Task goal: Filter the material, keeping only lines with the word "those".

Records to use:
·····

PR #1870, opened 2018-07-26
Conditional workflow - Cancel remaining jobs before flow is finalized.

jamiesjc:
For conditional workflows, if conditionOnJobStatus is ONE_SUCCESS or ONE_FAILED, some jobs might still be running or not started yet when the end nodes have finished. In this case, we need to cancel all the remaining jobs before finalizing the flow.


jamiesjc:
Thanks. One thing to clarify, the end node doesn't have to define condition on job status. As long as there is node in the flow which has defined one_success or one_failed condition, this PR could apply.

jamiesjc:
This is part of the conditional workflow design - #1826

PR #5, opened 2017-01-12
Migrate Celery -> RQ

davidmcclure:
This replaces Celery with RQ, and makes a couple other small changes to make deployment / debugging easier.

- In `syllascrape.tasks`, refactor the `crawl()` method to work with RQ.
- Provide a Redis connection for RQ in `syllascrape.services`.
- Move `make_params()` into `syllascraps.tasks`, so it can be imported in the REPL and tested with `crawl()`.
- Read configuration settings from `.env` in the root directory, instead of trying to import a local submodule inside `settings`.


wearpants:
looks good

PR #9, opened 2017-01-30
custom spider integration

wearpants:
small cleanup for integrating custom spiders


HarrisonGregg:
Thanks for the refactor.  The custom spiders implementation feels a lot less hacked together now.  Everything looks good, but I'm just going to be nitpicky about one thing.  `extract_links` was described as returning a list of tuples, but all implementations were actually generating tuples.  I changed the docstrings to describe it as a generator, and changed the base implementation back to an empty generator instead of returning an empty tuple for consistency. With that change, looks good to go.

PR #13, opened 2017-03-09
Add Reedley College scraper

jodizzle:
http://reedleycollege.edu/index.aspx?page=903

This is an ASP.Net site with esoteric parameters for POST requests, but thankfully `scrapy.FormRequest.from_response` seems to be able to handle it.

Some folders contain sub-folders, which prompts the if-else recursive logic in `open_folders`.

I'm a little bit concerned that I'm not setting the `meta` content for requests sensibly, so if there's any commentary on that, it would be much appreciated.

### DIFF
--- a/osp_scraper/spiders/reedley.py
+++ b/osp_scraper/spiders/reedley.py
@@ -6,52 +6,44 @@ from ..spiders.CustomSpider import CustomSpider
 
 class ReedleySpider(CustomSpider):
     name = "reedley"
-    allowed_domains = ["reedleycollege.edu"]
 
-    def start_requests(self):
-        start_url = "http://reedleycollege.edu/index.aspx?page=903"
+    start_urls = ["http://reedleycollege.edu/index.aspx?page=903"]
 
-        def open_folders(response):
-            tags = response.css('#_ctl0_listDataGrid tr td:nth-child(2) a')
-            # The hrefs for links that are not folders are documents that
-            # need to be sent through the pipeline.
-            if response.meta['hops_from_seed'] != 0:
-                for item in self.parse_for_files(response):
-                    print('inside', response.meta['source_anchor'], response.meta['depth'])
-                    yield item
+    def parse(self, response):
+        tags = response.css('#_ctl0_listDataGrid tr td:nth-child(2) a')
+        for tag in tags:
+            href = tag.css('::attr(href)')
+            anchor = tag.css('a::text').get()
+            path = response.meta.get("source_anchor", "") + "/" + anchor
 
-            for tag in tags:
+            if href.get().startswith("javascript"):
                 # The hrefs for links that are folders are javascript commands,
                 # so extract the useful bits to be used in recursive POST
                 # requests that open those folders.
-                link = tag.css('::attr(href)').re_first(r'_ctl0.*?_ctl0')
-                if link:
-                    event_target = link.replace('$', ':')
-                    anchor = tag.css('a::text').extract_first()
-                    print(event_target, anchor)
+                folder_link = href.re_first(r'_ctl0.*?_ctl0')
+                event_target = folder_link.replace('$', ':')
 
-                    yield scrapy.FormRequest.from_response(
-                        response,
-                        formdata={
-                            '__EVENTTARGET': event_target,
-                        },
-                        meta={
-                            'depth': 1,
-                            'hops_from_seed': 1,
-                            'source_url': response.url,
-                            'source_anchor': anchor,
-                            'require_files': True
-                        },
-                        method='POST',
-                        callback=open_folders
-                    )
-
-        yield scrapy.Request(start_url, meta={'hops_from_seed': 0}, callback=open_folders)
-
-    def extract_links(self, response):
-        for tag in response.css('#_ctl0_listDataGrid tr td:nth-child(2)'):
-            link = tag.css('a::attr(href)').extract_first()
-            if not 'javascript' in link:
-                anchor = tag.css('a::text').extract_first()
-                url = response.urljoin(link)
-                yield (url, anchor)
+                yield scrapy.FormRequest.from_response(
+                    response,
+                    method='POST',
+                    formdata={
+                        '__EVENTTARGET': event_target,
+                    },
+                    meta={
+                        'depth': response.meta["depth"] + 1,
+                        'hops_from_seed': response.meta["hops_from_seed"] + 1,
+                        'source_anchor': path
+                    },
+                    callback=self.parse
+                )
+            else:
+                yield response.follow(
+                    href.get(),
+                    meta={
+                        'depth': response.meta["depth"] + 1,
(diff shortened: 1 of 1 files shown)


osp_scraper/spiders/reedley.py
```diff
@@ -0,0 +1,68 @@
...
+                # The hrefs for links that are folders are javascript commands,
+                # so extract the useful bits to be used in recursive POST
+                # requests that open those folders.
+                if 'javascript' in link:
+                    prefix = '_ctl0$listDataGrid$_ctl'
+                    suffix = '$_ctl0'
+                    # There's a number in between prefix and suffix that differs
+                    # among folder links.
+                    start = link.find(prefix)
+                    end = link.find(suffix, start) + len(suffix)
```
HarrisonGregg: Doing it this way might be a little more robust, but looking at webpage, start should always be 25 and end should always equal -5, so I'm not sure it's worth the added complexity.

osp_scraper/spiders/reedley.py
```diff
@@ -0,0 +1,68 @@
...
+                else:
+                    for item in self.parse_for_files(response):
+                        yield item
+
+        yield scrapy.Request(
+            start_url,
+            meta={
+                'depth': 0,
+                'hops_from_seed': 0,
+                'source_url': "",
```
HarrisonGregg: There's no need to include these here as empty strings.

jodizzle: Yeah.  Not sure why I included a `meta` dict here anyway.

HarrisonGregg:
@jodizzle With these two changes, should be good to go.

osp_scraper/spiders/reedley.py
jodizzle: Is it really that much more complex?  I was under the impression that this was (sort of) a python idiom.

Also, another possibility is that I could split by single quotation marks, e.g.,

```event_target = link.split("'")[1].replace('$', ':')```

But I'm not sure how clear or safe that is.

Comment (jodizzle) [inline osp_scraper/spiders/reedley.py]: Oh I didn't know about `re_first`.  I can try it out.

File: osp_scraper/spiders/reedley.py [hunk 3]
```diff
@@ -0,0 +1,68 @@
...
+                            'source_anchor': anchor,
+                        },
+                        method='POST',
+                        callback=open_folders
+                    )
+
+                # The hrefs for links that are not folders are documents that
+                # need to be sent through the pipeline.
+                else:
+                    for item in self.parse_for_files(response):
```
jodizzle: Oh oops, I didn't notice that.  That's especially bad because I think all the pages on the site will either be all folders or all links to syllabi, no mix, so I guess this `else` statement is triggered once for each syllabi on the syllabi pages.  I'll need to change the scraper's behavior around to avoid this.

osp_scraper/spiders/reedley.py
```diff
@@ -0,0 +1,56 @@
...
+                            'source_url': response.url,
+                            'source_anchor': anchor,
+                        },
+                        method='POST',
+                        callback=open_folders
+                    )
+
+                # The hrefs for links that are not folders are documents that
+                # need to be sent through the pipeline.
+                elif not link and not is_parsed:
```
HarrisonGregg: You don't have to change anything, but in general, I wouldn't be too worried about yielding a few extra PageItems, given that these files will be treated the same as the files from the general scraper that grabs a ton of extraneous files.

osp_scraper/spiders/reedley.py
```diff
@@ -0,0 +1,56 @@
...
+                    anchor = tag.css('a::text').extract_first()
+
+                    yield scrapy.FormRequest.from_response(
+                        response,
+                        formdata={
+                            '__EVENTTARGET': event_target,
+                        },
+                        meta={
+                            'depth': 1,
+                            'hops_from_seed': 1,
```
HarrisonGregg: Given that this one is recursive, shouldn't it be incrementing these every time?

osp_scraper/spiders/reedley.py
```diff
@@ -0,0 +1,56 @@
...
+                            'source_url': response.url,
+                            'source_anchor': anchor,
+                        },
+                        method='POST',
```
HarrisonGregg: Using `from_response`, is specifying the method actually necessary, or is this just for clarity?

osp_scraper/spiders/reedley.py
```diff
@@ -0,0 +1,56 @@
...
+class ReedleySpider(CustomSpider):
+    name = "reedley"
+    allowed_domains = ["reedleycollege.edu"]
+
+    def start_requests(self):
+        start_url = "http://reedleycollege.edu/index.aspx?page=903"
+
+        def open_folders(response):
+            tags = response.css('#_ctl0_listDataGrid tr td:nth-child(2) a')
+            is_parsed = False
```
HarrisonGregg: Again, you don't have to change anything, but personally, the way I would do this check is with a `has_files` variable, and then put the `parse_for_files` loop outside the tags loop to emphasize that it's only executed once or not at all.

osp_scraper/spiders/reedley.py
jodizzle: Just for clarity.

osp_scraper/spiders/reedley.py
jodizzle: Ah, good point.  I missed that.

jodizzle:
@HarrisonGregg I realized recently while looking at some printouts for this scraper that there's an issue where the `POST` requests made inside the folders that have subfolders (e.g., '1999 Fall Syllabi') are very similar to `POST` requests made to top-level folders.  This seems to lead Scrapy to skip over a whole bunch of the top-level folders (or possibly, I suppose, delay them; I only ran each test for a small amount of time).  Seems like this could be another iteration of #69.

If you want to take a look you're welcome to, but I'm going to leave this PR open for now and return to it later.

HarrisonGregg:
I think the potential problem you're talking about is that `__EVENTTARGET` is the same for some of the root level and nested folders.  Looking into it, I don't think this is actually a problem.  I think that `VIEWSTATE` actually contains information about what the links on the page are, so it can actually differentiate between the requests on the different pages.

jodizzle:
@HarrisonGregg Hmm, It's possible I was wrong, but I remember testing it and running into problems.  I'll look into it again at some point soon.

HarrisonGregg:
If you want to test it, I commented out the part that downloads the files and ran it to check that it made it to all of the folders, which it seemed to just fine.

jodizzle:
@HarrisonGregg Alright, I didn't test super closely, but everything seems to be in order.  Not sure what the problem was before.  It may have just been my imagination and/or faulty testing.

I really like how you cleaned it up, thanks for that.

jodizzle:
OK to merge (unfortunately, I can't give a Github-official stamp of approval to my own PR).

·····

Response below:
                 # requests that open those folders.
+                # requests that open those folders.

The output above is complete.